> **What is required**: Go line by line through the data and copy those with the word "take".

> **Supplied material**:
PR #235, opened 2021-05-27
feat: add Boulder traffic cams

bbazyk:
boulder_traffic_cams

Ticket to add support for Boulder Traffic Cams, id : #178271931
Boulder cams are livestreams, not images as with the Providence cams. This PR adds react hls player library to enable displaying these streams. Also adds a field to the database which determines how to display the feed.
Cams are visible after 4pm and can be viewed by setting the env field for CITY_NAME to "Boulder" - as was the case in viewing cams before.

### DIFF
--- a/app/javascript/components/widgets/traffic/panel.jsx
+++ b/app/javascript/components/widgets/traffic/panel.jsx
@@ -4,6 +4,7 @@ import { splitAt, take } from 'ramda';
 import { Query } from 'react-apollo';
 import gql from 'graphql-tag';
 import styled from 'styled-components';
+import ReactHlsPlayer from 'react-hls-player';
 import { colors, weights, fonts, fontSizes } from '@lib/theme';
 import { GreySubText } from '@components/typography';
 import { LoadingMessage, DisconnectedMessage } from '@messages/message';
@@ -15,6 +16,7 @@ const getTrafficCams = gql`
         id
         title
         url
+        feedFormat
       }
     }
   }
@@ -56,16 +58,21 @@ const Notice = styled(GreySubText)`
   margin-right: 750px;
 `;
 
-const TrafficCam = ({ title, url }) => (
+const TrafficCam = ({ title, url, feedFormat }) => (
   <div>
     <Title>{title}</Title>
-    <TrafficCamImage src={url} />
+    {feedFormat === 'video' ? (
+      <ReactHlsPlayer src={url} autoPlay controls width="450px" height="auto" />
+    ) : (
+      <TrafficCamImage src={url} />
+    )}
   </div>
 );
 
 TrafficCam.propTypes = {
   title: PropTypes.string.isRequired,
   url: PropTypes.string.isRequired,
+  feedFormat: PropTypes.string.isRequired,
 };
 
 const Traffic = () => (
@@ -84,18 +91,19 @@ const Traffic = () => (
         return null;
       }
 
-      const [firstColumn, secondColumn] = splitAt(3, trafficCams);
+      const columnSize = Math.floor(trafficCams.length / 2);
+      const [firstColumn, secondColumn] = splitAt(columnSize, trafficCams);
 
       return (
         <>
           <Row>
             <Column>
-              {take(3, firstColumn).map(({ id, ...cam }) => (
+              {take(columnSize, firstColumn).map(({ id, ...cam }) => (
                 <TrafficCam key={id} {...cam} />
               ))}
             </Column>
             <Column>
-              {take(3, secondColumn).map(({ id, ...cam }) => (
+              {take(columnSize, secondColumn).map(({ id, ...cam }) => (
                 <TrafficCam key={id} {...cam} />
               ))}
             </Column>
--- a/app/javascript/components/widgets/traffic/panel.jsx
+++ b/app/javascript/components/widgets/traffic/panel.jsx
@@ -1,6 +1,6 @@
 import React from 'react';
 import PropTypes from 'prop-types';
-import { splitAt, take } from 'ramda';
+import { splitAt, take, uniq, map, compose } from 'ramda';
 import { Query } from 'react-apollo';
 import gql from 'graphql-tag';
 import styled from 'styled-components';
@@ -90,9 +90,12 @@ const Traffic = () => (
       if (!trafficCams) {
         return null;
       }
-
       const columnSize = Math.floor(trafficCams.length / 2);
       const [firstColumn, secondColumn] = splitAt(columnSize, trafficCams);
+      const getUniqUrls = compose(
+        uniq,
+        map(cam => new URL(cam.url).origin),
+      );
 
       return (
         <>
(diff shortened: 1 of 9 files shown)


db/seeds.rb
```diff
@@ -102,39 +103,77 @@
...
 
 TrafficCam.find_or_initialize_by(
   title: "Tobey Street"
 ) do |r|
   r.url = "http://www.dot.ri.gov/img/travel/camimages/6-2%20Rt%206%20E%20%20%2010%20N%20@%20Tobey%20St.jpg"
   r.location = providence
+  r.feed_format = "image"
+end.save!
+
+TrafficCam.find_or_initialize_by(
```
jennyckaplan, line 149: Let's make adding the Boulder cams a separate commit

package.json
```diff
@@ -31,6 +31,7 @@
     "react-apollo": "^2.1.4",
     "react-dom": "^16.8.6",
     "react-highlight-words": "^0.16.0",
+    "react-hls-player": "^3.0.1",
```
jennyckaplan, line 34: This should also be part of the second commit, since the `ReactHlsPlayer` is only used in the next commit with the front-end changes

yarn.lock
```diff
@@ -4551,7 +4551,7 @@ etag@~1.8.1:
   resolved "https://registry.yarnpkg.com/etag/-/etag-1.8.1.tgz#41ae2eeb65efa62268aebfea83ac7d79299b0887"
```
jennyckaplan, line 4551: The `yarn.lock` file change should also be in the next commit with the `package.json` change.

tmsavage:
I recognize all of those camera locations haha!

db/seeds.rb
```diff
@@ -7,13 +7,14 @@
 end
 providence.save!
 
-Location.find_or_initialize_by(
+boulder = Location.find_or_initialize_by(
```
tmsavage, line 10: Does this initialize to a boulder variable? In general, should this be done for the other towns?

bbazyk: The variable is only referenced by initialized "TrafficCam"  objects - just as a means of differentiating between which should be displayed to the widget.

chewnoill (dismissed):
Nice work @bbazyk!

jennyckaplan:
LGTM, except for the `Notice` that still only says `dot.ri.gov` even when displaying Boulder - we should add this in as a field in the database as well and dynamically display the correct source @bbazyk

app/javascript/components/widgets/traffic/panel.jsx
```diff
@@ -84,18 +91,19 @@ const Traffic = () => (
...
-      const [firstColumn, secondColumn] = splitAt(3, trafficCams);
+      const columnSize = Math.floor(trafficCams.length / 2);
+      const [firstColumn, secondColumn] = splitAt(columnSize, trafficCams);
 
       return (
         <>
           <Row>
             <Column>
-              {take(3, firstColumn).map(({ id, ...cam }) => (
+              {take(columnSize, firstColumn).map(({ id, ...cam }) => (
```
chewnoill, line 101: does take make sense if we're using the whole list?
can this just be `firstColumn.map(...`?

chewnoill: Oh I see, we want both columns to be the same size

db/seeds.rb
```diff
@@ -109,6 +109,7 @@
   r.url = "http://www.dot.ri.gov/img/travel/camimages/95-21%20I-95%20S%20@%20Broad%20St%20.jpg"
   r.location = providence
   r.feed_format = "image"
+  r.source_url = "http://www.dot.ri.gov"
```
chewnoill, line 112: I don't think we need an extra column for this, if it's just the base url for the url we are already keeping. You can parse this from the js side like this:

```js
const url = "http://www.dot.ri.gov/img/travel/camimages/95-21%20I-95%20S%20@%20Broad%20St%20.jpg"
const source_url = new URL(url).origin
```

app/javascript/components/widgets/traffic/panel.jsx
```diff
@@ -93,6 +94,7 @@ const Traffic = () => (
 
       const columnSize = Math.floor(trafficCams.length / 2);
       const [firstColumn, secondColumn] = splitAt(columnSize, trafficCams);
+      const sourceUrls = uniq(trafficCams.map(cam => cam.sourceUrl));
```
chewnoill, line 97:
```js
const sourceUrls = uniq(trafficCams.map(cam => new URL(cam.url).origin));
```

cbarber: Bonus points for functional composition:
```
const getUniqueUrls = compose(uniq, map(cam => new URL(cam.url).origin);
...
          {getUniqUrls(trafficCams).map(url => {
            <Notice>{url}</Notice>
          ))}
```

db/migrate/20210527193617_add_feed_format_to_traffic_cams.rb
```diff
@@ -0,0 +1,5 @@
+class AddFeedFormatToTrafficCams < ActiveRecord::Migration[5.2]
+  def change
+    add_column :traffic_cams, :feed_format, :string
```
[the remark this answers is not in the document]
chewnoill: does `default` need to be added before `null: false` or can it be same time? A little confusing about how rails runs migrations, is there a way to see what SQL ends up running here?

chewnoill (approved):
🚀

db/migrate/20210527193617_add_feed_format_to_traffic_cams.rb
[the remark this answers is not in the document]
cbarber: `null: false` requires a `default: <value>` or existing data. The latter can be accomplished with:
```
add_column :traffic_cams, :feed_format, :string
execute "UPATE traffic_cams SET feed_format = '...'"
change_column :traffic_cams, :feed_format, :string, null: false
```
If you want to use a modal to build the update statement, you create a temporary modal class inside the migration to prevent breaking the migration with future modal changes.

In this particular case, I think `null: false, default: 'image'` is sufficient.

app/javascript/components/widgets/traffic/panel.jsx
bbazyk: it just makes it easier for anyone to export the function later, if they need its output

db/migrate/20210527193617_add_feed_format_to_traffic_cams.rb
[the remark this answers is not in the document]
bbazyk: This is ready for re-review @cbarber @chewnoill

app/javascript/components/widgets/traffic/panel.jsx
```diff
@@ -90,9 +90,14 @@ const Traffic = () => (
...
       }
-
       const columnSize = Math.floor(trafficCams.length / 2);
       const [firstColumn, secondColumn] = splitAt(columnSize, trafficCams);
+      const getUniqUrls = compose(
+        uniq,
+        map(cam => new URL(cam.url).origin),
+      );
+
+      console.log(getUniqUrls(trafficCams));
```
chewnoill, line 100: 🦅

chewnoill (approved):
there is an extra console log, but otherwise LGTM

Nice commit history also, very clean :atom:

PR #236, opened 2021-05-27
Sp/move env variables into database

sandipa12:
Moved the following env variables into the location record in the database.
* WIFI_NAME
* WIFI_PASSWORD
* BATHROOM_CODE
* Also updated seeds.rb to initialize a new database.
https://www.pivotaltracker.com/story/show/178116607


sandipa12:
branched off of the feature branch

> **Solution to this task**:
@@ -4,6 +4,7 @@ import { splitAt, take } from 'ramda';
-              {take(3, firstColumn).map(({ id, ...cam }) => (
+              {take(columnSize, firstColumn).map(({ id, ...cam }) => (
-              {take(3, secondColumn).map(({ id, ...cam }) => (
+              {take(columnSize, secondColumn).map(({ id, ...cam }) => (
-import { splitAt, take } from 'ramda';
+import { splitAt, take, uniq, map, compose } from 'ramda';
-              {take(3, firstColumn).map(({ id, ...cam }) => (
+              {take(columnSize, firstColumn).map(({ id, ...cam }) => (
chewnoill, line 101: does take make sense if we're using the whole list?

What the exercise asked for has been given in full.